Project A1 Common Questions
Question 6
TypeError: could not convert string to float: 'SF'
Type errors like these usually stem from applying a numeric aggregation function to a non-numeric column as described in the pandas
section of the debugging guide.
Aggregation functions like np.median
and np.mean
are only well-defined for columns with numeric types like int
and float
. Your code is likely trying to aggregate across all columns in training_data
, including those of type str
. Instead of aggregating across the entire DataFrame
, try just selecting the relevant columns.
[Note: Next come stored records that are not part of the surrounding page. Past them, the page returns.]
PR #7875, opened 2025-02-15
feat: Added streaming transmission configuration

zhengkunwang223:


backend/app/service/website_utils.go
```diff
@@ -1150,17 +1150,17 @@ func GetAllowIps(website model.Website) []string {
...
+	config := nginxFull.SiteConfig.Config
+	server := config.FindServers()[0]
+	dirs := server.GetDirectives()
+	for _, dir := range dirs {
+		if dir.GetName() == "location" && dir.GetParameters()[0] == "/" {
+			server.UpdateRootProxyForAi([]string{fmt.Sprintf("http://%s", website.Proxy)})
+		}
+	}
 	return nil
 }
```
wanghe-fit2cloud, line 1166: The code has been modified to correctly call `UpdateRootProxyForAi` with the proxy URL formatted as an HTTP address (e.g., "http://example.com"). This adjustment is necessary because it updates the root proxied location directive for AI purposes. The rest of the modifications appear to correct a previous logic error where `server.UpdateRootProxy()` was incorrectly called instead of `server.UpdateRootProxyForAi()`.

backend/utils/nginx/components/server.go
```diff
@@ -291,6 +291,18 @@ func (s *Server) UpdateRootProxyForAi(proxy []string) {
...
+		},
+		&Directive{
+			Name: "chunked_transfer_encoding",
+			Parameters: []string{
+				"off",
+			},
+		},
 	}
 	block.Directives = append(block.Directives, &Directive{
 		Name:       "proxy_pass",
```
wanghe-fit2cloud, line 308: The updated code provides some security measures to improve the performance of the application. Adding `Connection` and `Content-Length` headers prevents clients from reusing old HTTP connections without explicitly closing them, which can lead to information disclosure vulnerabilities. Setting `Chunked_Transfer_Encoding` to off ensures that responses are sent using fixed-size buffers, reducing buffering overhead and potentially improving load balancing efficiency.

It's worth noting that these changes might increase the complexity of managing header settings for proxies, especially if they need to be tailored based on specific use cases or requirements beyond general-purpose proxying. Additionally, these updates should ensure that all necessary directives relevant for API endpoints have been included, although no additional details were provided about this part of the code snippet.

backend/app/service/ai_tool.go
```diff
@@ -233,6 +233,9 @@ func (u *AIToolService) BindDomain(req dto.OllamaBindDomain) error {
 			return err
 		}
 	}
+	if err = ConfigAIProxy(website); err != nil {
+		return err
+	}
 	return nil
 }
```
wanghe-fit2cloud, line 241: No discrepancies were found in the `BindDomain` function regarding logical content, but it's recommended to add comments explaining each step of the function for better readability and maintainability:

```go
func (u *AIToolService) BindDomain(req dto.OllamaBindDomain) error {
    if err := u.BindToOllamaConfig(&req.Config); err != nil {
        return err
    }
+    // Call ConfigAIProxy after binding configuration changes
+    // This ensures that domain binding updates proxy configurations correctly
+    if err = ConfigAIProxy(req.DemoSiteWebsiteURL); err != nil {
+        return err
+    }
    return nil
}
```

Optimization suggestions:
1. Ensure that `BindToOllamaConfig` returns an appropriate error message when it fails. While this is not critical, it can improve debugging and user experience.
2. Consider whether calling `ConfigAIProxy` every time a new site is bound is necessary, especially since you only need to call it after certain specific configuration updates. If performance becomes an issue, consider caching recent calls or optimizing data structures accordingly.

By adding comments and implementing simple optimizations, the code becomes clearer and more robust.

wanghe-fit2cloud (commented):
/lgtm

PR #7899, opened 2025-02-18
fix: Optimized ollama model status display

ssongliu:


frontend/src/views/ai/model/index.vue
```diff
@@ -407,7 +417,7 @@ const buttons = [
             onDelete(row);
         },
         disabled: (row: any) => {
-            return row.status !== 'Success';
+            return row.status !== 'Success' && row.status !== 'Deleted';
         },
     },
 ];
```
wanghe-fit2cloud, line 423: 1. The template changes include adding a new alert section below `AppStatus`. This could be useful for notifying users about system restarts.

2. In the `<template>` tag under "#toolbar" for "Pending", you added an extra closing curly brace `}`). Make sure there are no unmatched braces in your code.

3. In both `onDelete` and `onLoadLog`, when checking log from, ensure that it's not null or undefined before using string methods like `.includes()` to avoid errors in development environment where logs can take time to load or may not be completely ready yet.

4. Added additional conditions on disabling button action based on different model status such as 'Cancelled'.

5. For better maintenance and clarity, separate business logic functions into dedicated named functions rather than inline assignments within event handlers. 

6. Consider replacing hardcoded strings with translations keys `$t(...)` wherever applicable which makes your application more translatable without modifying UI files directly.

These are suggestions to improve efficiency, security & ease of future maintenance. Check them against your project guidelines specifically regarding best practices and standards being used.

backend/app/service/ai.go
```diff
@@ -152,9 +153,11 @@ func (u *AIToolService) Delete(req dto.ForceDelete) error {
...
-		if err != nil && !req.ForceDelete {
-			return fmt.Errorf("handle ollama rm %s failed, stdout: %s, err: %v", item.Name, stdout, err)
+		if item.Status != constant.StatusDeleted {
+			stdout, err := cmd.Execf("docker exec %s ollama rm %s", containerName, item.Name)
+			if err != nil && !req.ForceDelete {
+				return fmt.Errorf("handle ollama rm %s failed, stdout: %s, err: %v", item.Name, stdout, err)
+			}
 		}
 		_ = aiRepo.Delete(commonRepo.WithByID(item.ID))
 		logItem := path.Join(global.CONF.System.DataDir, "log", "AITools", item.Name)
```
wanghe-fit2cloud, line 163: - `stdOut` is not reassigned after the command execution when dealing with ollama items that do not need force deletion.
- The logging directory creation line should be inside the loop where AITool entities are processed to ensure each model has its log path created separately if needed.

backend/init/hook/hook.go
```diff
@@ -150,6 +151,11 @@ func handleSnapStatus() {
...
 }
 
+func handleOllamaModelStatus() {
+	message := "the task was interrupted due to the restart of the 1panel service"
+	_ = global.DB.Model(&model.OllamaModel{}).Where("status = ?", constant.StatusWaiting).Updates(map[string]interface{}{"status": constant.StatusCanceled, "message": message}).Error
+}
+
 func handleCronjobStatus() {
 	var jobRecords []model.JobRecords
 	_ = global.DB.Where("status = ?", constant.StatusWaiting).Find(&jobRecords).Error
```
wanghe-fit2cloud, line 161: The code appears to be well-written and handles various initialization tasks efficiently. There are no significant irregularities, but I can provide a couple of minor improvements:

1. **Variable Initialization**:
   In `handleOllamaModelStatus`, you assign an empty string to `message` instead of creating a new instance of `model.OllamaModel`. However, since you're updating all waiting models with the same error message, it's likely sufficient.

2. **Database Query Efficiency**:
   You might want to ensure that your database queries are selective. If there is only one waiting model and you use `.First()` or `.Last()`, it should suffice without selecting all waiting models and then iterating over them manually. For multiple updates, using bulk operations like `.Updates()` can potentially improve performance.

3. **Error Handling**:
   While `_ = err.Error` is used to handle errors when they occur in Go, it doesn't have any effect on the flow of execution. It simply suppresses log messages from being printed. In most production environments, it's better to log these errors explicitly to aid debugging.

Here are some refined recommendations:

```go
func init() {
    // ... existing code ...

    handleCronjobStatus()

    handleOllamaModelStatus()
    handleSnapStatus()
    loadLocalDir()
    initDir()
}

func handleOllamaModelStatus() {
    var model model.OllamaModel
    result := global.DB.Where("status = ?", constant.StatusWaiting).FirstOrLast(&model)
    
    if !result.RecordNotFound() && result.RowsAffected > 0 {
        model.Status = constant.StatusCanceled
        model.Message = "the task was interrupted due to the restart of the 1panel service"
        _ = global.DB.Save(&model).Error
    }
}

// No change needed in handleCronjobStatus and related functions
```

If you don't intend to make additional changes or need further assistance, feel free to ask!

wanghe-fit2cloud (commented):
/lgtm

PR #8184, opened 2025-03-18
fix(appstore): Handle redirection in app store

zhengkunwang223:


frontend/src/views/app-store/installed/index.vue
```diff
@@ -692,10 +701,6 @@ const openLog = (row: any) => {
     }
 };
 
-const toLink = (link: string) => {
-    window.open(link, '_blank');
-};
-
 const getConfig = async () => {
     try {
         const res = await getAppStoreConfig();
```
wanghe-fit2cloud, line 706: The code looks generally clean, but there are a few changes and additions that can be made for better readability, maintainability, and functionality:

1. **Function Declarations**:
   - The `openDetail` function is declared within the component body as an arrow function (`const openDetail = (key: string) => {...}`). Consider defining it outside of the render method if it won't vary within loops.
   - This separation might improve clarity when maintaining or debugging.

2. **Conditional Rendering**:
   - Ensure that all conditions used in conditional rendering are correct.
   - For example, ensure that `v-if="installed.appType == 'website'"` matches expected values and does not inadvertently skip lines in certain cases.

3. **Navigation Links**:
   - Use consistent naming conventions like `'app.installHelper'`, `'firewall.quickJump'`.
   - The `@click="quickJump"` line could benefit from using a template literal for interpolation, though this doesn’t affect functionality directly.

4. **Utility Function Optimization**:
   - The `toLink` utility function opens external links in a new tab. Consider adding checks to prevent unintended behavior when dealing with relative paths or special characters in URLs.
   
5. **Route Handling**:
   - Always verify that `router.push({ ... })` calls correctly route users when intended parameters are passed.
   
6. **General Style Consistency**:
   - Apply consistent spacing rules across the codebase. Ensure proper indentation and block formatting follows typical ESLint configuration settings.
   
7. **Vue Router Enhancements**:
   - Make use of Vue Router’s built-in navigation utilities such as `toLink('/containers/setting')` instead of manually creating URL strings unless you have a specific reason for constructing URLs explicitly.
   
8. **Component Imports**:
   - Review the imports at the beginning of the script file. It's best practice to group related modules together and avoid importing everything without need.

Below is the corrected version assuming `openDetail` should be defined separately:

```javascript
import AppIgnore from './ignore/index.vue';
import ComposeLogs from '@/components/log/compose/index.vue';
import { App } from '@/api/interface/app';
import Status from '@/components/status/index.vue';
import { getAge } from '@/utils/util';
import { jumpToPath } from '@/utils/util';
import { useRouter } from 'vue-router';
import { MsgSuccess } from '@/utils/message';
import { toFolder } from '@/global/business';
import TaskLog from '@/components/log/task/index.vue';

// Define outside of render logic
const openDetail = (key: string) => {
    detailRef.value.acceptParams(key, 'install');
};

export default {
    components: {
        AppIgnore,
        ComposeLogs,
        // Other components remain here
    },
    methods: {
        sync() {
            ElMessageBox.confirm(i18n.global.t('app.syncAllAppHelper'), i18n.global.t('commons.button.sync'), {
                type: 'info',
            }).then(() => {}).catch(e => {});
        },
        isAppErr(row: any) {
            return row.status.includes('Err') || row.status.includes('Error') || row.status.includes('UnHealthy');
        },
        quickJump() {
            router.push({ name: 'ContainerSetting', params: { path: "/containers/setting" } });
        },
        openLog(row: any) {
            switch (row.status) {
                // Case definition remains unchanged
            }
        },
        toLink(link: string) {
            window.open(link, '_blank');  // No direct improvements needed; good as-is
        },
    },
    // Rest of component properties and computed functions similarly enhanced where needed
}
```

This change ensures that each utility function is clearly defined and makes them reusable throughout your component. Additionally, navigating routes through named routes with parameter handling rather than building raw URL strings improves both reliability and maintainability. Always test changes thoroughly after making modifications.

frontend/src/utils/util.ts
```diff
@@ -776,3 +776,23 @@ export async function loadJson(lang: string): Promise<Object> {
...
+            if (match) {
+                const ipv6 = match[1];
+                const port = match[2];
+                const path = match[3] || '';
+                link = `${link.startsWith('https') ? 'https' : 'http'}://[${ipv6}]:${port}${path}`;
+            }
+        }
+        window.open(link, '_blank');
+    } catch (e) {}
+};
```
wanghe-fit2cloud, line 798: The code seems well-structured with proper indentation and separation of concerns. However, here are some points to consider:

1. **Error Handling**: 
   - The `loadJson` function returns a promise but does not handle errors properly within its implementation.
   
2. **Jump To Path Function**:
   - This function works correctly, navigating using React Router.

3. **To Link Function**:
   - Adds a query parameter ("uncached=true") to paths when pushed using react-router-dom.
   - Correctly handles IPv6 addresses by converting them to the correct format for use in URLs.
   - Opens links in a new tab. If an error occurs during the process, it catches it silently without informing the user about the failure.

4. **Comments**:
   - While comments exist, they should be more descriptive, especially for complex functions like `toLink`.

Overall, this code is efficient and maintains good practices, except for improving error handling and expanding comment descriptions where necessary.

frontend/src/views/home/index.vue
```diff
@@ -382,10 +386,6 @@ const changeOption = async () => {
     loadData();
 };
 
-const goRouter = async (path: string) => {
-    router.push({ path: path });
-};
-
 const onLoadNetworkOptions = async () => {
     const res = await getNetworkOptions();
     netOptions.value = res.data;
```
wanghe-fit2cloud, line 391: The provided code changes appear to be relatively straightforward with no major irregularities or potential issues identified at this time. There are a few minor optimizations that can be suggested:

1. **Imports**: The `jumpToPath` function is imported but not immediately used. This could be considered unnecessary if the `router` object is already available globally.

   ```diff
   -import { computedSize, computeSizeFromKBs, loadUpTime } from '@/utils/util';
   +import { DateUtils, SizeConverterUtils } from '@/utils/utils.js';  // Assuming these utilities exist

   export default defineComponent({
       name: "Dashboard",
       props: {
           sizeOption: Number,
       },
       setup() {
   ```

1. **Global Router Access**: If you want to ensure that `jumpToPath` is always accessible without needing to pass it explicitly through props or context, consider using Vuex or a global state management library like Pinia instead of importing it directly into components where it might not be needed.

   For example, with Pinia, you could store `jumpToPath` and make it available globally:

   ```javascript
   // store/index.js
   import Vue from 'vue';
   import { createStore } from 'pinia';

   export const useAppStore = createStore(() => ({
       actions: {
           goToRoute(path: string) {
               window.router.push({ path: path });  // Use window.router in development mode, adjust for production
           },
       },
   }));
   ```

2. **Function Definition**: In the `changeOption` function, there's an `async` keyword for both lines (`await loadNetworkOptions()` and `await onIOOptions()`), which suggests they return promises. However, given the simplicity of their logic, making them synchronous might improve performance slightly (especially in development).

   ```diff
   async function changeOption() {
       // Simplify async operations to non-async for better readability and potentially better performance
       const netOptionsPromise = onLoadNetworkOptions();
       const ioOptionsPromise = onIOOptions();

       await networkOptionsPromise;
       await ioOptionsPromise;

       loadData();
   }
   ```

These are small improvements that should have negligible effects but aim to enhance maintainability and reduce any unexpected behavior based solely on current usage patterns.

TypeError: unhashable type: 'Series'
This error can occur if you try and use Python’s in
to check whether values in a Series
are contained in a list. If you’re trying to perform boolean filtering in this manner, you should look into the .isin
(documentation) function as introduced in HW 2.
Question 7
I’m not sure how to use sklearn
to do One Hot Encoding
A good starting point is to revisit the One Hot Encoding question in Lab 7. It’s recommended you look through this portion of the walkthrough, so you have a good understanding of how to use the OneHotEncoder
object. Pay attention to what each variable represents and the expected outputs of the functions used. Can you map the logic from the lab to this project? A nice way to start is to make a new cell and experiment with examples from the documentation.
My OHE columns contain a lot of NaN
values
This may happen if you try and merge the OHE columns with the training_data
table without making sure both DataFrame
have the same index values. Look into the pd.merge
documentation for ways to resolve this.